第一 安部公房作为日本战后派的代表作家,他的作品必然会带有战后派的写作特点,如:善于对主人公进行内心的发掘,主题多是描写战争给人民的心灵和肉体造成的创伤。探讨处在生死边缘之际人的存在价值和人们在追求这些价值的过程中所表达出来的“非常人”的行为。作者笔下的阿根先生确实就是被战争所残害的被扭曲了人性的人物代表,当他面对着人最基本生存资料——食物的缺失时,表现出了太多的“非常人”的特点:用一根儿红粉笔“画食物充饥”,被迫自己成为重造世界的“上帝”,担当起了上帝的角色,创造自己的“夏娃”,想通过人类的繁衍,重新塑造世界的新的诉求。这些扭曲人性的表现与其说作者是在反映战争给人们人性带来的伤害,不如说作者是想通过这些外在的人性扭曲的东西来解构日本战后的社会,来探讨战争后的人们的生存价值——是毁灭还是重造,在这里阿根先生显然是选择了重造。
第二 充分表现了现代派写作的特点,用现代主义的表现手法来表现主题,最突出的一点是通感修辞的运用,如“土黄色”的“猪肉味儿”,“草绿色”的“南风”,“暗黄色”的“气流”,“忧伤的蔚蓝色”的“青花鱼”等等。
以上是对小说宏观方面的把握,如果我们从细节着手我们又能解读到一些什么东西呢,从细节解读我们就不得不提到作品中的作者塑造的各个意象,即包括人——阿根先生、“夏娃”,也包括物——红色的粉笔等。我们先从分析人着手。

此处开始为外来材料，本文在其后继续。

PR #125, opened 2018-03-20
Walk the tree

### LINKED ISSUE #106: Add Walk function to plan
# Problem

We have many rules in the analyzer that need to gather some data from the whole tree before making any transformations. To do that, right now they make use of `TransformUp`, which creates a lot of nodes that are unnecessary, since we are not transforming anything, just gathering data.

# Solution

It would be very handy to have a `Walk` function in the plan that allowed us to traverse the plan nodes.

Why a function instead of a method? To not add more and more methods to the `Node` interface. Besides, we don't need all nodes to implement that, only the ones we care about. For example, we don't need table implementations to provide their `Walk` method. Plan nodes can only be generated by us, since we are the ones parsing.

Besides, we have the `Children` method in the `Node` interface, which makes having a per-node implementation of `Walk` irrelevant.

Ideal API would be the following:

```go
plan.Walk(node, func(sql.Node) plan.Visitor {
        // do something with the node
})
```

The callback should return a `Visitor` with perhaps custom logic for the given node or nil to stop.

Then the shortcut:

```go
plan.Inspect(node, func(sql.Node) bool {
        // do something with the node
})
```
The callback should return a boolean. If the result is `true` it will stop walking.

It should work like [go/ast#Inspect](https://golang.org/pkg/go/ast/#Inspect) and [go/ast#Walk](https://golang.org/pkg/go/ast/#Walk)

### LINKED ISSUE #107: Add Walk function to expression
Same as https://github.com/src-d/go-mysql-server/issues/106, but for expressions.

The only thing that I would change here is make `Expression` have a `Children` method as `Node` does. With this, we can have a function that works generically on all nodes without having to force all `Expression` implementations to implement their `Walk` method.

erizocosmico:
Closes #106 
Closes #107 

It only diverges from the original proposal in that it adds `WalkExpressions` and `InspectExpressions` in `plan` package because of the limitation of `Expression`s not being `Node`s.

### DIFF
--- a/sql/plan/walk.go
+++ b/sql/plan/walk.go
@@ -52,40 +52,9 @@ func Inspect(node sql.Node, f func(sql.Node) bool) {
 // expression it finds.
 func WalkExpressions(v expression.Visitor, node sql.Node) {
 	Inspect(node, func(node sql.Node) bool {
-		switch node := node.(type) {
-		case *Project:
-			for _, e := range node.Expressions {
+		if node, ok := node.(sql.Expressioner); ok {
+			for _, e := range node.Expressions() {
 				expression.Walk(v, e)
-			}
-		case *Filter:
-			expression.Walk(v, node.Expression)
-		case *Values:
-			for _, tuple := range node.ExpressionTuples {
-				for _, e := range tuple {
-					expression.Walk(v, e)
-				}
-			}
-		case *PushdownProjectionAndFiltersTable:
-			for _, f := range node.columns {
-				expression.Walk(v, f)
-			}
-
-			for _, f := range node.filters {
-				expression.Walk(v, f)
-			}
-		case *GroupBy:
-			for _, e := range node.Aggregate {
-				expression.Walk(v, e)
-			}
-
-			for _, e := range node.Grouping {
-				expression.Walk(v, e)
-			}
-		case *InnerJoin:
-			expression.Walk(v, node.Cond)
-		case *Sort:
-			for _, f := range node.SortFields {
-				expression.Walk(v, f.Column)
 			}
 		}
 		return true
--- a/sql/plan/walk.go
+++ b/sql/plan/walk.go
@@ -1,0 +1,46 @@
+package plan
+
+import "gopkg.in/src-d/go-mysql-server.v0/sql"
+
+// Visitor visits nodes in the plan.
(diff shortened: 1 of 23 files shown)


sql/plan/walk.go
```diff
@@ -0,0 +1,108 @@
...
+
+import (
+	"gopkg.in/src-d/go-mysql-server.v0/sql"
+	"gopkg.in/src-d/go-mysql-server.v0/sql/expression"
+)
+
+// Visitor visits nodes in the plan.
+type Visitor interface {
+	// Visit method is invoked for each node encountered by Walk.
+	// If the result Visitor is not nul, Walk visits each of the children
```
ajnavarro: s/nul/nil

sql/plan/walk.go
```diff
@@ -0,0 +1,108 @@
...
+// f(node); node must not be nil. If f returns true, Inspect invokes f
+// recursively for each of the children of node, followed by a call of
+// f(nil).
+func Inspect(node sql.Node, f func(sql.Node) bool) {
+	Walk(inspector(f), node)
+}
+
+// WalkExpressions traverses the plan and calls expression.Walk on any
+// expression it finds.
+func WalkExpressions(v expression.Visitor, node sql.Node) {
```
ajnavarro: The content of this function is a little bit specific, right? Maybe we should add a method on Expression interface to return all the expressions on that Expression implementation.

erizocosmico: `Expression` already has the `Children` method to do that. The problem is that you can't access the expressions of a `Node` because you'd need to do a lot of work every single time you want to do that (just like this function does).

ajnavarro: Then we need something to avoid have new expressions in the future that are not implemented here, causing a bad walking result. What do you think?

erizocosmico: We could have an `Expressioner` interface with the method `Expressions` that does the same as `Children` but returning expressions. Instead of forcing it on the `Node` interface I would make it optional, so only the types that have expressions need to implement it.

ajnavarro: Sounds good, any thoughts @jfontan @mcarmonaa ?

erizocosmico:
Fixed @ajnavarro

PR #578, opened 2018-12-21
sql/plan: speed up InnerJoin iterator

erizocosmico:
```
BenchmarkInnerJoin/inner_join-4         	   50000	     34188 ns/op	   11415 B/op	     169 allocs/op
BenchmarkInnerJoin/cross_join_with_filter-4         	   30000	     41608 ns/op	   12119 B/op	     181 allocs/op
PASS
ok  	gopkg.in/src-d/go-mysql-server.v0/sql/plan	3.795s
```

### DIFF
--- a/sql/plan/innerjoin.go
+++ b/sql/plan/innerjoin.go
@@ -1,6 +1,7 @@
 package plan
 
 import (
+	"io"
 	"reflect"
 
 	opentracing "github.com/opentracing/opentracing-go"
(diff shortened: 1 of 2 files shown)


sql/plan/innerjoin.go
```diff
@@ -127,3 +125,74 @@ func (j *InnerJoin) TransformExpressions(f sql.TransformExprFunc) (sql.Node, err
...
+			i.r = nil
+			i.leftRow = nil
+			continue
+		}
+
+		if err != nil {
+			return nil, err
+		}
+
+		var row sql.Row
```
kuba--: actually it looks like we can just write:
```
i.leftRow = append(i.leftRow, rightRow...)
```
am I wrong?

kuba--: and eval at the end

erizocosmico:
Sure @ajnavarro

sql/plan/innerjoin.go
erizocosmico: We cannot append rightRow to leftRow.

When we iterate we iterate the left side only once and for each left row, we get many right rows.

So the result row is Left row + Right row.

If we do 
```i.leftRow = append(i.leftRow, rightRow...)```

Left row would change each iteration, which is not what we want.

erizocosmico:
Done

PR #583, opened 2019-01-10
sql: use checksums to determine if indexes are outdated

erizocosmico:
First part of https://github.com/src-d/gitbase/issues/661

After a few attempts, I've settled with this way of handling this, since this is backwards compatible, does not introduce any breaking changes and uses existing mechanisms.

Checksum is sent to the driver using the index configuration that we were not using for anything yet. Instead of changing the API of the drivers to accept a checksum, since this is more of a temporal solution until updates are supported, I preferred to use this way.

Indexes hold the checksum value inside so they can return it. An `sql.Index` may or may not implement `sql.Checksumable`, which makes it really up to the driver to use checksums or not.

Tables may also implement `sql.Checksumable`. If a table is not checksumable, the driver will do nothing related to checksums. If it is, when the driver is loaded it will compare both checksums and mark the index as outdated if they don't match.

前面我们已经提到,战后派作家善于探讨战后日本国民的生存价值——是毁灭还是创造,阿根先生选择了创造。我们不妨从阿根先生的创造着手,进而来探讨一下阿根先生所要求的生存价值。阿根先生是一个很矛盾的实体,他内心世界充满着激烈的矛盾,这些从作者叙述的浅层次看,表现得不是很明显,但从作者所叙述内容隐性的东西看,则表现得比较明显,比如,阿根先生是很想逃避现实世界的,从他的想用粉笔重新创造一个新世界的想法和行动中,我们可以很清楚的看出来,但他偏偏引进了一个“夏娃”,虽然在阿根先生的意识里,“夏娃”只是与自己共同繁衍新人类,创造新世界的伙伴,但本身现代派的作品往往会带有一些意识流的东西,所以我们也可以用弗洛伊德主义来对阿根先生这一想法进行重新解读:“夏娃”是当时现实世界的人,无论是她的肉体还是思想都属于当时的社会现实,她用身体做交易,一心想着离开破屋,回到现实生活中去。作者引入这样一位思维中充满现实的“夏娃”来与自己创造世界,本身便是很荒谬的,如果说这是一种文本现象的巧合,那未免也有些牵强,试想一个拥有无上魔力的粉笔,可以创造出任何东西,他完全可以不去画充满世俗况味的“夏娃”,而画一个猿人出来。这时我们可以换一个角度来重新审视阿根先生的这一作为,如果把阿根先生把“夏娃”引入破屋,让她成为与自己共同创造新世界的伙伴是一种有意识的行为,那我们是否可以把这种“引入”行为看作是一种无意识地或是潜意识地把“现实”引入破屋,从而把“夏娃”看作现实的化身呢?如果可以的话,那作者离不开“夏娃”也充分说明了作者是脱离不了现实,这也注定了重造世界的失败。在这种想脱离现实但又注定了要和现实共存,想重新创造世界,反而不能遂愿,这便是阿根先生是一个矛盾实体的佐证,所以从某种意义上说,阿根先生便是作者本身。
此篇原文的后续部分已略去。